*PROBLEM TO SOLVE:* Whenever a line in the entries below contains "Modes", copy that line.
Start of RECORDS SUPPLIED
PR #303, opened 2020-05-25
[core] Properly handle bitfield messages in metadata mode

alanmcgovern:
We should ignore them when they're received. This is
implemented by special casing the situation where a
BitfieldMessage is received while we do not have
metadata - in this scenario we return the special value
'BitfieldMessage.UnknownValue' which we can check for
later.

If we attempt to *send* this to a peer it will error
out when you invoke 'Encode'. The MetadataMode overload
for 'HandleBitfield' asserts that all bitfields were
decoded as this sentinal value.

Before this patch we could only retrieve metadata from
peers which have no data, or from seeders. With this
patch we can download metadata from leechers too.

### DIFF
--- a/src/MonoTorrent.Tests/MonoTorrent.Client.Modes/MetadataModeTests.cs
+++ b/src/MonoTorrent.Tests/MonoTorrent.Client.Modes/MetadataModeTests.cs
@@ -34,6 +34,7 @@ using System.Threading.Tasks;
 
 using MonoTorrent.Client.Encryption;
 using MonoTorrent.Client.Messages;
+using MonoTorrent.Client.Messages.FastPeer;
 using MonoTorrent.Client.Messages.Libtorrent;
 using MonoTorrent.Client.Messages.Standard;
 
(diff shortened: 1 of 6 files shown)


src/MonoTorrent.Tests/MonoTorrent.Client.Modes/MetadataModeTests.cs
```diff
@@ -112,12 +113,36 @@ public async Task RequestMetadata ()
             Assert.AreEqual (rig.Torrent.InfoHash, new InfoHash (new SHA1Managed ().ComputeHash (stream)), "#1");
         }
 
+        [Test]
+        public async Task AfterHandshake_SendBitfieldMessage()
+        {
+            var torrent = Path.Combine (AppDomain.CurrentDomain.BaseDirectory, "file.torrent");
+            await Setup (true, torrent);
+            await SendMetadataCore (torrent, new BitfieldMessage (rig.Torrent.Pieces.Count));
```
alanmcgovern, line 121: @vlasenkoalexey This should solve your problem. This means that monotorrent can retrieve metadata from leechers in all circumstances. Without this patch it could only download metadata from seeders or leechers which have not downloaded any data. The tests, unfortunately, didn't exercise that case.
End of RECORDS SUPPLIED
*RESPONSE AREA:*
--- a/src/MonoTorrent.Tests/MonoTorrent.Client.Modes/MetadataModeTests.cs
+++ b/src/MonoTorrent.Tests/MonoTorrent.Client.Modes/MetadataModeTests.cs
src/MonoTorrent.Tests/MonoTorrent.Client.Modes/MetadataModeTests.cs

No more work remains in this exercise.